● Problem to solve:
Note each line in the data holding the string "will" and report it.

● Information given:
·····

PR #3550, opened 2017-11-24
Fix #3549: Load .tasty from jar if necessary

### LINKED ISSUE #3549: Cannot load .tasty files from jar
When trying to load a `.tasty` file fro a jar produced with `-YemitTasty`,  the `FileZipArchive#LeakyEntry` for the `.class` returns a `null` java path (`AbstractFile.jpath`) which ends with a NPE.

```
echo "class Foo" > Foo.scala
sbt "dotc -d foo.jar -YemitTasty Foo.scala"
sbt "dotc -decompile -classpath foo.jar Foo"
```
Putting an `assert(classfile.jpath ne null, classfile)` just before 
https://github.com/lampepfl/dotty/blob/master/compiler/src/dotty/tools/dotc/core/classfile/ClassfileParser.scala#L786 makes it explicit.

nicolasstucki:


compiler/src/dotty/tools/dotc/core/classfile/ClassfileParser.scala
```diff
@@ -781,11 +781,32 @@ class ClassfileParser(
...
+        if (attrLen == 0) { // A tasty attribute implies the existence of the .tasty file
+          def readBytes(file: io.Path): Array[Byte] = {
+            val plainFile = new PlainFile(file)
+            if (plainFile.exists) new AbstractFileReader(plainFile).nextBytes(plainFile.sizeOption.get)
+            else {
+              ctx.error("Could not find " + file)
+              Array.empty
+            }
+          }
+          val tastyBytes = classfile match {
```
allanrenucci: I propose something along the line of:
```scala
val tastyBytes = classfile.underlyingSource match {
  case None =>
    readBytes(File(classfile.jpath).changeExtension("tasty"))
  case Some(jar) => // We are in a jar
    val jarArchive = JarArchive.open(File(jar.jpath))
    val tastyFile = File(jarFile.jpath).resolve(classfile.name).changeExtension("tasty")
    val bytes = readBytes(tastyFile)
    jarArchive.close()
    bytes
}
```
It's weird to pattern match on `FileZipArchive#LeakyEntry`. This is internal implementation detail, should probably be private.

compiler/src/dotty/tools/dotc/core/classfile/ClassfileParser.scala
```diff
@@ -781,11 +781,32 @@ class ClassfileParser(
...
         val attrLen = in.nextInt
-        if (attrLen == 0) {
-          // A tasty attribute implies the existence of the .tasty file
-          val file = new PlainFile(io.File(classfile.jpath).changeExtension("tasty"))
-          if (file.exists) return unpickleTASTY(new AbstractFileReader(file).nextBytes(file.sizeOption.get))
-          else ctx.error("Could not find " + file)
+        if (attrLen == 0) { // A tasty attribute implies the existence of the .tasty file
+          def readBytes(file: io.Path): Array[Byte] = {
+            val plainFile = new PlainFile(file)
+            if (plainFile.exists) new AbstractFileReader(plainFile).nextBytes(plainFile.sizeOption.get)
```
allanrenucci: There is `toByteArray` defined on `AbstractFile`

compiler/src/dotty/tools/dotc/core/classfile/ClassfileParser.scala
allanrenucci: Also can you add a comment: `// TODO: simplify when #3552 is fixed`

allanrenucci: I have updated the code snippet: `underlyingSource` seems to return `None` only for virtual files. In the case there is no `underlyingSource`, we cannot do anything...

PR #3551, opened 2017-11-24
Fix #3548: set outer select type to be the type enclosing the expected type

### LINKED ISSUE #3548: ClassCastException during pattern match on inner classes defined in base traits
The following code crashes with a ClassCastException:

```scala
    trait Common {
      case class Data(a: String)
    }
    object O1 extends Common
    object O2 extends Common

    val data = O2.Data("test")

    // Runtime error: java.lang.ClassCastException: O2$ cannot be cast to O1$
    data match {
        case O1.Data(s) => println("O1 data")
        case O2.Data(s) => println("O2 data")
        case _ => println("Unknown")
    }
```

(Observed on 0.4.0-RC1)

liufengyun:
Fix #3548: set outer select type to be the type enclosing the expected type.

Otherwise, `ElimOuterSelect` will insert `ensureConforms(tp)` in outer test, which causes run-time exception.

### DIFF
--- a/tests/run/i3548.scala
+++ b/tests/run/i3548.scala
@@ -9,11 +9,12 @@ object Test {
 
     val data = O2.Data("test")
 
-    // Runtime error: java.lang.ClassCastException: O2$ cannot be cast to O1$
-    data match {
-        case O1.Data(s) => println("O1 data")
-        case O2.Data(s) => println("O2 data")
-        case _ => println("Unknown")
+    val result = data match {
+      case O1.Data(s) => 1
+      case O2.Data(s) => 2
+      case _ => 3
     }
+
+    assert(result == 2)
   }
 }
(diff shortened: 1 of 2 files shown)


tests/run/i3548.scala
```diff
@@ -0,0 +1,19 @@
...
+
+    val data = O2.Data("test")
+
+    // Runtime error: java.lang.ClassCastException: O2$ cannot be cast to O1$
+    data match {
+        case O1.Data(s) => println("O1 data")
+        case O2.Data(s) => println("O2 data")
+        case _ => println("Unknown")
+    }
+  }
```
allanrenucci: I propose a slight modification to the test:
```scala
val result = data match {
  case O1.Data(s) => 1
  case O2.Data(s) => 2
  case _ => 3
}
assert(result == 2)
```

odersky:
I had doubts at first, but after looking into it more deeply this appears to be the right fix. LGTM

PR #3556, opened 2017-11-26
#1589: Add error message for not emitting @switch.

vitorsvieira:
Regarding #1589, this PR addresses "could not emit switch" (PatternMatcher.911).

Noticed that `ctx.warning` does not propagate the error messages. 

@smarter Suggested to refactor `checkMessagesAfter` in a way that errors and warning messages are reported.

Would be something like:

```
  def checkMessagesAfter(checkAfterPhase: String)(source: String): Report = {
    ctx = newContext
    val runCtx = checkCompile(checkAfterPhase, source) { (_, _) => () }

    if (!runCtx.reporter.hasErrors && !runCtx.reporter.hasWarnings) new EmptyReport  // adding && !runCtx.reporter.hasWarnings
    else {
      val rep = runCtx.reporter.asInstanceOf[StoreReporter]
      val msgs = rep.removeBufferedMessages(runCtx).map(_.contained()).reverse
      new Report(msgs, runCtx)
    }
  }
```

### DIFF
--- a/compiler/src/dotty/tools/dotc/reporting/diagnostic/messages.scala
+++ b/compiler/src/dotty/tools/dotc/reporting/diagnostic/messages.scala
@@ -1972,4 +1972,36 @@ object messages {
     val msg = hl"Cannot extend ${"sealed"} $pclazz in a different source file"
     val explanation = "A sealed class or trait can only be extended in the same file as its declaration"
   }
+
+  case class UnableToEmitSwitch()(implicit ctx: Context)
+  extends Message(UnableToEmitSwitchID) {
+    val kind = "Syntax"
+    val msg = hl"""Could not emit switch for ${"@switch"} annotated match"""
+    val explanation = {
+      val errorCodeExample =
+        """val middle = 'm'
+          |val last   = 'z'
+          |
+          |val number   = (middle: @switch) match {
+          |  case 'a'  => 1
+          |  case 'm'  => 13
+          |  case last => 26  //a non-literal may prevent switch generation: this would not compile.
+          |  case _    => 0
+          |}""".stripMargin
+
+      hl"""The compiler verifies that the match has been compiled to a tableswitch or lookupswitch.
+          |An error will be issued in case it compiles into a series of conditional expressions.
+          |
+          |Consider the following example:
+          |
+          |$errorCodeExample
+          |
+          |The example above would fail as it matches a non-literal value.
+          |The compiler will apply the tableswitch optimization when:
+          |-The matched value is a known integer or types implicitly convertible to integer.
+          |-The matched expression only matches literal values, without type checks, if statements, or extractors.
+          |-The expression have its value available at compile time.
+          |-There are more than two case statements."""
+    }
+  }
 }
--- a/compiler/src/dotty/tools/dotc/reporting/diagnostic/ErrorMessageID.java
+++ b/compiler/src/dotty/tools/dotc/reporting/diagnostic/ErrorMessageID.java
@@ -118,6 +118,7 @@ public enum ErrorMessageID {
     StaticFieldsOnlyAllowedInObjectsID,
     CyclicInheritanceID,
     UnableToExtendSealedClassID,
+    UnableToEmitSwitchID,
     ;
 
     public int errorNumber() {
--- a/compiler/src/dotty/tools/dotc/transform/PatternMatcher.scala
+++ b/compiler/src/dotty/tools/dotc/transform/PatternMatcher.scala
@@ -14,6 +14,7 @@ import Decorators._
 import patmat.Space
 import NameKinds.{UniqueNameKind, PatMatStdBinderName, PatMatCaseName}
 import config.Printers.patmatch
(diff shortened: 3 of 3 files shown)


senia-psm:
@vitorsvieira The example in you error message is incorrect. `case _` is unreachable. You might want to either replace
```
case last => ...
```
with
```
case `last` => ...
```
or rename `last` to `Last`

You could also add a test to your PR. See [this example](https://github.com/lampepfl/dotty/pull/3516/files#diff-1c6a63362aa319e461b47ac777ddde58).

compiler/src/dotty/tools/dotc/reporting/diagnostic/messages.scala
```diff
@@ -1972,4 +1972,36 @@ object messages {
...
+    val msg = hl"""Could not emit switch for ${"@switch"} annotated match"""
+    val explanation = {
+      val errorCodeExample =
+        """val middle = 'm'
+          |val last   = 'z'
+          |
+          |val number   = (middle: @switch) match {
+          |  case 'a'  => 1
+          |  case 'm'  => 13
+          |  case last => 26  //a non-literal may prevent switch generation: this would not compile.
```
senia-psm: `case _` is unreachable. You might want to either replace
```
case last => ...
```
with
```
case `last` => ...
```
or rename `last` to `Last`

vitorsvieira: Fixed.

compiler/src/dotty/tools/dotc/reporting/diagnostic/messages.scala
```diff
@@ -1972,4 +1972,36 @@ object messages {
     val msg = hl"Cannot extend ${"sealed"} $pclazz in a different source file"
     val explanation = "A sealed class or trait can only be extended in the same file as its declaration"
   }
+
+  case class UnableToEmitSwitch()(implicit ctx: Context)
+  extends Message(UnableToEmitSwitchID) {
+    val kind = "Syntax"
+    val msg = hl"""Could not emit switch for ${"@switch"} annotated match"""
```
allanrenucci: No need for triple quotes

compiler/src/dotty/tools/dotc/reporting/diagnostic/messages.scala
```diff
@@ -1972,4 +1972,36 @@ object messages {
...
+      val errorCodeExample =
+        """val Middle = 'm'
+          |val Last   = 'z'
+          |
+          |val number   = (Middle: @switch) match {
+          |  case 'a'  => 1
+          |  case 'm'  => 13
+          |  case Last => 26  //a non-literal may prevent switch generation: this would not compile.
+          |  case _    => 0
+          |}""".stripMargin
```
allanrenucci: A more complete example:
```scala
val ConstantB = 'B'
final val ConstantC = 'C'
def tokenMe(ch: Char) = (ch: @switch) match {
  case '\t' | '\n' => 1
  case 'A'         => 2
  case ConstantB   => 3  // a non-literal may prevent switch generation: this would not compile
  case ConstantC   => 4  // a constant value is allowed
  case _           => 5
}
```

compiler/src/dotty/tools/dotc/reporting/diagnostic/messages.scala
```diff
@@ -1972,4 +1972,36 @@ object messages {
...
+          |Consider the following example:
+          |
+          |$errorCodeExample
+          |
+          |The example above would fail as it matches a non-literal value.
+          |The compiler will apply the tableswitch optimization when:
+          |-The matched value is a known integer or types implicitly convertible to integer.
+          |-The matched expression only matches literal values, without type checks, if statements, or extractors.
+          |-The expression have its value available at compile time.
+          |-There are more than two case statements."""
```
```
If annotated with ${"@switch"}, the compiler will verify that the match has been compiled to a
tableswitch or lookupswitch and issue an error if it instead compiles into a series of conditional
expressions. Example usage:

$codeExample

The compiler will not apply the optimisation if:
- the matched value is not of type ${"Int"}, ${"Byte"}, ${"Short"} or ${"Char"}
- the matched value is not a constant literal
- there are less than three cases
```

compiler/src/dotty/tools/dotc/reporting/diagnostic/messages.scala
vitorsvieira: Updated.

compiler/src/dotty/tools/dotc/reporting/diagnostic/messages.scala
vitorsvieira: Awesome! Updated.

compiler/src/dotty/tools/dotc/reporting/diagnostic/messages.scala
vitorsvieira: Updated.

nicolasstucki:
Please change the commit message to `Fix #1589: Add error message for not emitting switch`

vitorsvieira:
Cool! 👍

·····

● Written response:
Otherwise, `ElimOuterSelect` will insert `ensureConforms(tp)` in outer test, which causes run-time exception.
+          |An error will be issued in case it compiles into a series of conditional expressions.
+          |The compiler will apply the tableswitch optimization when:
+          |The compiler will apply the tableswitch optimization when:
If annotated with ${"@switch"}, the compiler will verify that the match has been compiled to a
The compiler will not apply the optimisation if:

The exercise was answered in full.